# Replacement battery for Panasonic shaver- Need help



## mckeand13 (Apr 28, 2014)

I've got a Panasonic ES8243A shaver. It's about 2.5yrs now and works great except for not holding a charge that long anymore. Never really did from day one though I guess.

It's apparently got an 18650 inside. I haven't pulled it apart yet and I'm not going to until I have a new cell in hand. It's my daily driver so I can't give it up. It looks like whatever I purchase, I'll have to solder contacts to each end of the cell or wire it somehow.

Here's a link to a place selling a replacement. I'm guessing this probably isn't the best cell inside that wrapper and I'd like to avoid doing this again for another few years.
http://www.cutecamcase.com/show_shaver.php?back=shaver.html&ii=Shaver-battery-2

I want to put a high quality cell in there with the highest capacity I can. I'm looking for a recommendation. I've only used protected 18650's in lights before so I know nothing regarding the unprotected variants. I guess I'm assuming I should use unprotected. I would think the protection lies elsewhere within the shaver. Right or wrong? Should I be looking for something like the usual Panasonic NCR18650?

http://www.panasonic.com/industrial/batteries-oem/oem/lithium-ion.aspx

Regardless of which cell I replace this with, is there any reason I can't use the factory charger still? I can't be taking the shaver apart every time to charge it.

Please reply with direct links if you can.

Thanks!


----------



## RetroTechie (Apr 28, 2014)

mckeand13 said:


> It's apparently got an 18650 inside.


How do you know? Says who? Says where? I've read that a lot of shavers use 14500 Li-ion, which seems a more reasonable size for small / light / handheld equipment like a shaver.

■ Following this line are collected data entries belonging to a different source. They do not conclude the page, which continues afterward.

PR #5102, opened 2023-03-27
fix: Call the OIDC logout endpoint when logging out.

kvicrey-ls:
Draft for now.

This fix calls the OIDS logout endpoint to log the user out of the auth provider at the same time of the outline session.

Seeking for feedback. What I see missing:

- [ ] `${authentications[0].oidcTokenId` => not ideal. Can there be a case where a user has multiple authentication methods?
- [ ] Couple of tests

### DIFF
--- a/server/migrations/20230325030839-add-token-id-to-user-authentications.js
+++ b/server/migrations/20230325030839-add-token-id-to-user-authentications.js
@@ -1,0 +1,14 @@
+"use strict";
+
+module.exports = {
+  async up(queryInterface, Sequelize) {
+    await queryInterface.addColumn("user_authentications", "oidcTokenId", {
+      type: Sequelize.BLOB,
+      allowNull: true,
+    });
+  },
+
+  async down(queryInterface) {
+    await queryInterface.removeColumn("user_authentications", "oidcTokenId");
+  },
+};
--- a/server/models/UserAuthentication.ts
+++ b/server/models/UserAuthentication.ts
@@ -50,6 +50,9 @@ class UserAuthentication extends IdModel {
   @Column
   providerId: string;
 
+  @Column
+  oidcTokenId: string;
+
   @Column(DataType.DATE)
   expiresAt: Date;
 
--- a/server/routes/api/auth.ts
+++ b/server/routes/api/auth.ts
@@ -168,8 +168,13 @@ router.post("auth.delete", auth(), transaction(), async (ctx: APIContext) => {
     }
   );
 
+  const authentications = await user.$get("authentications");
+
   ctx.body = {
     success: true,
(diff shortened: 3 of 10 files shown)


server/routes/api/auth.ts
```diff
@@ -168,8 +168,13 @@ router.post("auth.delete", auth(), transaction(), async (ctx: APIContext) => {
     }
   );
 
+  const authentications = await user.$get("authentications");
+
   ctx.body = {
     success: true,
+    oidcEndSessionUri: authentications[0]?.oidcTokenId
```
tommoor, line 175: I'd probably make this more generic, eg `postLogoutUrl`

server/routes/api/auth.ts
```diff
@@ -168,8 +168,13 @@ router.post("auth.delete", auth(), transaction(), async (ctx: APIContext) => {
     }
   );
 
+  const authentications = await user.$get("authentications");
```
tommoor, line 171: Yea, you're right – it would be better to find any OIDC authentication specifically rather than just use the first.

server/models/UserAuthentication.ts
```diff
@@ -50,6 +50,9 @@ class UserAuthentication extends IdModel {
   @Column
   providerId: string;
 
+  @Column
+  oidcTokenId: string;
```
tommoor, line 54: I believe this column would need to be encrypted in the database? like refresh and access token

server/migrations/20230325030839-add-token-id-to-user-authentications.js
```diff
@@ -0,0 +1,14 @@
+"use strict";
+
+module.exports = {
+  async up(queryInterface, Sequelize) {
+    await queryInterface.addColumn("user_authentications", "oidcTokenId", {
```
tommoor, line 5: It's a shame to have another column just for this, but hard to see a way to avoid it.

Anomen:
Will be working on improving this PR this week 👍 
Thanks for the comments!

tommoor:
Thanks for the help. If you're interested in improving OIDC further in the future we should really change to using something like OIDC_DISCOVERY_URL instead of providing all the endpoints separately.

Anomen:
Hey @tommoor, I seem to be getting these errors in local:

image

I thought it was because of my changes but I don't think so, I seem to be getting the same error from master. Do you get the same thing?

server/routes/api/auth.ts
Anomen: Can there be several OIDC authentication for one user? or it's not a use case that can happen?

tommoor: Unlikely but technically possible if we can account for it

tommoor:
> Do you get the same thing?

unrelated frontend warnings 👍

PR #5130, opened 2023-03-30
Additional policy regarding comments on a document

### LINKED ISSUE #5065: Additional policy for commenting on a document
We'd want to address the scenario where some viewers are _not allowed_ to comment. Currently, it's not possible since [all viewers can somehow comment](https://github.com/outline/outline/blob/68640860fb9cf584f155348ae06e4536226bef16/server/routes/api/comments/comments.ts#L32). Or maybe disallow commenting altogether on a document or collection.

apoorv-mishra:
Closes #5065 

Although for now it's just an alias of the `read` permission but can be later modified to support tighter constraints enforced by admins specifically for _commenting_ - allow/disallow a `group` of users, allow/disallow commenting altogether on a document etc.

### DIFF
--- a/server/policies/document.ts
+++ b/server/policies/document.ts
@@ -10,20 +10,7 @@ allow(User, "createDocument", Team, (user, team) => {
   return true;
 });
 
-allow(User, "read", Document, (user, document) => {
-  if (!document) {
-    return false;
-  }
-
-  // existence of collection option is not required here to account for share tokens
-  if (document.collection && cannot(user, "read", document.collection)) {
-    return false;
-  }
-
-  return user.teamId === document.teamId;
-});
-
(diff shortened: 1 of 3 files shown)


server/policies/document.ts
```diff
@@ -23,6 +23,19 @@ allow(User, "read", Document, (user, document) => {
   return user.teamId === document.teamId;
 });
 
+allow(User, "comment", Document, (user, document) => {
```
tommoor, line 26: Lets just add it to "read" while it's the same…

```
allow(User, ["read", "comment"], Document, (user, document) => {
```

tommoor (approved):
It would be nice to have a follow up PR to use this policy to hide the commenting functionality in the frontend

PR #5137, opened 2023-04-01
Add iframe support

Anomen:
Add the command `/iframe` in the editor. In this example, I add an iframe in the page (which is the homepage of outline itself. Sorry if it's confusing :-D ).

Kapture 2023-03-31 at 21 51 46

Related discussion: https://github.com/outline/outline/discussions/2286


tommoor:
Hi @Anomen – while it appears this simple at first this solution doesn't work for a couple of reasons:

- The regex matches every url which in-turn breaks all of the other embed integrations.
- It also means pasting any url into the editor turns it into an iframe

For this case, we probably need to use metadata hidden in the link title to trigger the embed rather than the url regex to allow this to be backwards compatible

EarMaster:
Is the only thing stopping this the regex? Because that seems an easy fix for a great feature. Just remove the match all URL regex…

ThinkSalat:
Looks great. Would be nice to be able to expand/collapse or resize. This could be utilized for transclusion

tommoor:
> Is the only thing stopping this the regex? Because that seems an easy fix for a great feature. Just remove the match all URL regex…

That's not how this works, the regex is used to decide which links should be displayed as different embed types. Ultimately this feature is probably blocked by #3000

EarMaster:
If I understand this correctly switching to the JSON format would also allow the implementation of adjustable iFrames (change size, maybe other things?), right?

DVAlexHiggs:
+1 on this PR, this would massively change how our knowledgebase integrates into other material in our organisation. Major convenience

tommoor:
This will be added once support is added through closing #3000 – as it stands this PR is not mergable

airbenich:
Whats the current status of IFrame embedding? As @tommoor said it will be added once #3000 is closed. It was closed in end of may. Is now a development of the iframe embed possible?

ThinkSalat:
Looks like #7319 is going to be merged soon! @Blendman974, will this support embedding notes/bullets themselves as well? Thinking of how logseq handles transclusion/embedding

PR #5141, opened 2023-04-01
Autorun migrations in community edition

### LINKED ISSUE #4680: Run migrations in community edition automatically
Will land this in v0.68.0, the expectation will be that any backups are done before updating the software. Required migrations will run automatically.

apoorv-mishra:
Closes #4680

### DIFF
--- a/server/utils/startup.ts
+++ b/server/utils/startup.ts
@@ -27,11 +27,24 @@ export function checkPendingMigrations() {
           .map((line, i) => `${i + 1}. ${line.replace("down ", "")}`)
           .join("\n")
       );
-      Logger.warn(
-        "Please run `yarn db:migrate` or `yarn db:migrate --env production-ssl-disabled` to run all pending migrations"
-      );
+      if (env.isCloudHosted()) {
+        Logger.warn(
+          "Please run `yarn db:migrate` or `yarn db:migrate --env production-ssl-disabled` to run all pending migrations"
+        );
 
-      process.exit(1);
+        process.exit(1);
+      } else {
+        // run migrations automatically for community edition
+        Logger.info("database", "Running migrations...");
+        const cmdResult = execSync(
+          `yarn db:migrate${
+            env.PGSSLMODE === "disable" ? " --env=production-ssl-disabled" : ""
+          }`
+        );
+        const cmdOutput = Buffer.from(cmdResult).toString("utf-8");
+        Logger.info("database", cmdOutput);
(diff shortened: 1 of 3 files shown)


server/utils/startup.ts
```diff
@@ -20,32 +21,74 @@ export function checkPendingMigrations() {
...
+function logMigrations(migrations: string[]) {
+  Logger.warn("You have pending migrations");
+  Logger.warn(
+    migrations
+      .map((line, i) => `${i + 1}. ${line.replace("down ", "")}`)
+      .join("\n")
+  );
+  Logger.warn(
+    "Please run `yarn db:migrate` or `yarn db:migrate --env production-ssl-disabled` to run all pending migrations"
+  );
```
tommoor, line 75:
```suggestion
```

It's ok, I don't need this and this is only a safety measure for cloud now.

server/utils/startup.ts
```diff
@@ -20,32 +21,74 @@ export function checkPendingMigrations() {
...
+    const cmdResult = execSync(
+      `yarn db:migrate${
+        env.PGSSLMODE === "disable" ? " --env=production-ssl-disabled" : ""
+      }`
+    );
+    const cmdOutput = Buffer.from(cmdResult).toString("utf-8");
+    Logger.info("database", cmdOutput);
+    Logger.info("database", "Done.");
   } catch (err) {
+    Logger.warn(chalk.red("Failed to run migrations!"));
```
tommoor, line 52:
```suggestion
```

This is resulting in a double error, seems fine without?
image

tommoor (approved):

tommoor:
Oh, I meant to add we should remove the `db:migrate` call from within the `Makefile` as it'll be run twice now.

server/utils/startup.ts
apoorv-mishra: I believe removing `db:migrate` from `Makefile` resolves this. No further action needed?

tommoor: I don't think it changes it to be honest, I'm easy either way here

apoorv-mishra: The first error is logged from within the `sequelize` cli :see_no_evil: 

Catching errors centrally within `checkMigrations` now.

tommoor (approved):

patzm:
awesome feature!!! Thanks @apoorv-mishra, this has always been a pain for me. In particular in a `docker-compose` stack, in which the _just run a command_ thinking isn't really native.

I'd just open the thing up to check cell size & type, put it back together while you wait for replacement cell to arrive. Unless you know for *sure* what's in there, no point in ordering anything.


----------



## mckeand13 (Apr 28, 2014)

RetroTechie said:


> How do you know? Says who? Says where? I've read that a lot of shavers use 14500 Li-ion, which seems a more reasonable size for small / light / handheld equipment like a shaver.
> 
> I'd just open the thing up to check cell size & type, put it back together while you wait for replacement cell to arrive. Unless you know for *sure* what's in there, no point in ordering anything.



I can agree to that. I guess it was a pretty big assumption on my part. I'll have a look and report back.


----------



## RetroTechie (Apr 28, 2014)

Pro tip: see if you can find a service manual or similar. Can often be found online (*not* often on manufacturer site  ), and usually have things like test procedures, schematics, component values etc in them.


----------



## mckeand13 (Apr 28, 2014)

RetroTechie,

My wallet thanks you. Nowhere near an 18650. Housing looked like it was certainly large enough for one, but there's a much smaller 14500 or so in there.

Here are the measurements:
Dia of main body: .550" (13.97mm)
Dia of + end with rubbery "cap": .565" (14.35mm)
Length not including the posts: 1.95" (49.53mm)

Any recommendations on a quality 14500?

Thanks!


----------



## mckeand13 (Apr 28, 2014)

Sanyo UR14500P?

How about this. Just solder some posts on each end?
http://www.ebay.com/itm/Brand-New-S...566?pt=LH_DefaultDomain_0&hash=item19ec151b16


----------



## mcnair55 (Apr 28, 2014)

After market company that supply parts for domestic electrical equipment normally carry battery spares.


----------



## RetroTechie (Apr 29, 2014)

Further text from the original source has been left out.